* _WHAT TO PRODUCE_
For the records that follow, please set down exactly the lines between the one holding "Allow enums to" and the one holding "### LINKED ISSUE", inclusive, and only those.

* _GIVEN DATA_
# # #
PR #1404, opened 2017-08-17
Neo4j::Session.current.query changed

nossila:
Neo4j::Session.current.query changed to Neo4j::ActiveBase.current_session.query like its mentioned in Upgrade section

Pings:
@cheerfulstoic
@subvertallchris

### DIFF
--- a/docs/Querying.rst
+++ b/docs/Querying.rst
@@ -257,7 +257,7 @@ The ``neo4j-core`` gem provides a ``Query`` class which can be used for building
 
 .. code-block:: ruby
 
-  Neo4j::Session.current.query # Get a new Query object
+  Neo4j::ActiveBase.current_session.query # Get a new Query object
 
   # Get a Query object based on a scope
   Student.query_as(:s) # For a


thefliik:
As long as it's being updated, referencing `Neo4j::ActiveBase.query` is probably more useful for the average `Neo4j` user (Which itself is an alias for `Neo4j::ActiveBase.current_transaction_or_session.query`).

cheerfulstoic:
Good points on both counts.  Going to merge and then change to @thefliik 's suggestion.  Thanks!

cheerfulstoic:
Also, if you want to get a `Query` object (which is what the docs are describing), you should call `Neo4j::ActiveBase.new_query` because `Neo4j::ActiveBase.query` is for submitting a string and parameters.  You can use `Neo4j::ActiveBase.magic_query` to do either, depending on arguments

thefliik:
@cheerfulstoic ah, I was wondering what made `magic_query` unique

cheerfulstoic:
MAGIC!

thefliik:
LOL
# # #
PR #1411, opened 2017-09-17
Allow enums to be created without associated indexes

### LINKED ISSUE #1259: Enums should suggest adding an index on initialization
# # #
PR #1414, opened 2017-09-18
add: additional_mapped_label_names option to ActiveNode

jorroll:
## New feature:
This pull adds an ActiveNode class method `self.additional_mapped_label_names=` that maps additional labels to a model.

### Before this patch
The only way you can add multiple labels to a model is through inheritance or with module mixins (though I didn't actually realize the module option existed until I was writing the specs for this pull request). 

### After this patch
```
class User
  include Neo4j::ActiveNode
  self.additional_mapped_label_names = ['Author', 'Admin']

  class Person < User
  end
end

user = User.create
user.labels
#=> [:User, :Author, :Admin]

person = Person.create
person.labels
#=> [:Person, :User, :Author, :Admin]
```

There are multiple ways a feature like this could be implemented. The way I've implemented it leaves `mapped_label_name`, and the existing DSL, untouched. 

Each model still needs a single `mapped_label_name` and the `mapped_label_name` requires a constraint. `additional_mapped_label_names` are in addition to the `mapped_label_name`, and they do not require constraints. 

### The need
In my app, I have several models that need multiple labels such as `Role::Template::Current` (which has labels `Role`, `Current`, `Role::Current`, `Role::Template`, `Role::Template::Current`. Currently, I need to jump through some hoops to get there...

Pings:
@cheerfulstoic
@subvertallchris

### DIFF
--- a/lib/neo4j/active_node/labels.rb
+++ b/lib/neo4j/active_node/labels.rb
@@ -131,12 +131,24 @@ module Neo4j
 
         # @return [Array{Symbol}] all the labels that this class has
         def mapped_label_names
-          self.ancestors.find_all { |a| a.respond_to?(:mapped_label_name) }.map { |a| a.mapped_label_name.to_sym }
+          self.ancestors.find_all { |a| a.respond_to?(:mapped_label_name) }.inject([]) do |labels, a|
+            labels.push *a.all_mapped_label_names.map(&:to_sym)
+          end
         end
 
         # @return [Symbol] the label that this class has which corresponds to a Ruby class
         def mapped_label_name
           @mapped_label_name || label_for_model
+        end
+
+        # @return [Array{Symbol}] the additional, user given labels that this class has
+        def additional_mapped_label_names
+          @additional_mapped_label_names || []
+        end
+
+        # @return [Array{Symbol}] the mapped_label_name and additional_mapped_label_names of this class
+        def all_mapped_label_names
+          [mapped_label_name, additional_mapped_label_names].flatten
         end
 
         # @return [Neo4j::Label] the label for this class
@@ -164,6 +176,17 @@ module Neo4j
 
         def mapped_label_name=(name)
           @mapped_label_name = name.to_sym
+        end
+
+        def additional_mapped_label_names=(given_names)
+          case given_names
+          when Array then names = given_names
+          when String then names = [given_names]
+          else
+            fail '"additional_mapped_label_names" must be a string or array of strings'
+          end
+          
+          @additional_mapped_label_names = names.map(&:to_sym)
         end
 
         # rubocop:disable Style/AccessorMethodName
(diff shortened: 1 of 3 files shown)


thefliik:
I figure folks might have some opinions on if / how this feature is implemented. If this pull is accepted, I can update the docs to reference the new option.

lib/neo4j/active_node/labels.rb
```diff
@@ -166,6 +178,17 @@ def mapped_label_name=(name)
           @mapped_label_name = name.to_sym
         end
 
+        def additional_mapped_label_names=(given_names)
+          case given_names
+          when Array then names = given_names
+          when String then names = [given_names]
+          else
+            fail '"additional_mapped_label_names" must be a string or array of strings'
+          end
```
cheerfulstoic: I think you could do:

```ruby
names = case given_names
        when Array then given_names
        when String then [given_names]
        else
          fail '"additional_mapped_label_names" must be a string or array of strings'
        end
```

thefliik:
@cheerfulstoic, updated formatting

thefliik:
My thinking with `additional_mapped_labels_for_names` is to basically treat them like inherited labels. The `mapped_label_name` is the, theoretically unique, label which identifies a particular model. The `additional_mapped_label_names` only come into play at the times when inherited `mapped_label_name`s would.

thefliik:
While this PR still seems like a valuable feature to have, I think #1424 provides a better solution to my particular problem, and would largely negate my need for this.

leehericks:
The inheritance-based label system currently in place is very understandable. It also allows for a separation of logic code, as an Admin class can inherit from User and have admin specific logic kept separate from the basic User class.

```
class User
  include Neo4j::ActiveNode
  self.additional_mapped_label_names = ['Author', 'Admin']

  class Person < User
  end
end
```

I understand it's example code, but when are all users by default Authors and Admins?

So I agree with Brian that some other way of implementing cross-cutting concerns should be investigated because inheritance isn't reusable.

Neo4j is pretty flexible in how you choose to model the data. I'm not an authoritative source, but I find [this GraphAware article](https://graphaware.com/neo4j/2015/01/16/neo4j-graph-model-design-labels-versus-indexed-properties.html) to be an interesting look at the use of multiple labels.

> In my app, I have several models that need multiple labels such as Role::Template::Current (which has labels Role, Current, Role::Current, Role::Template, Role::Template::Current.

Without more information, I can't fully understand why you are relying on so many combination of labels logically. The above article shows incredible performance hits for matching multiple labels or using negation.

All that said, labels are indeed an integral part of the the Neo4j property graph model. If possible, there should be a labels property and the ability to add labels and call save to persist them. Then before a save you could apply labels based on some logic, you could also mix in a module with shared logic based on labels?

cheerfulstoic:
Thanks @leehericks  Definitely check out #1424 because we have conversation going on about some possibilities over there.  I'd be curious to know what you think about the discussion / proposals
# # #
* _TASK SOLUTION_
Allow enums to be created without associated indexes

### LINKED ISSUE #1259: Enums should suggest adding an index on initialization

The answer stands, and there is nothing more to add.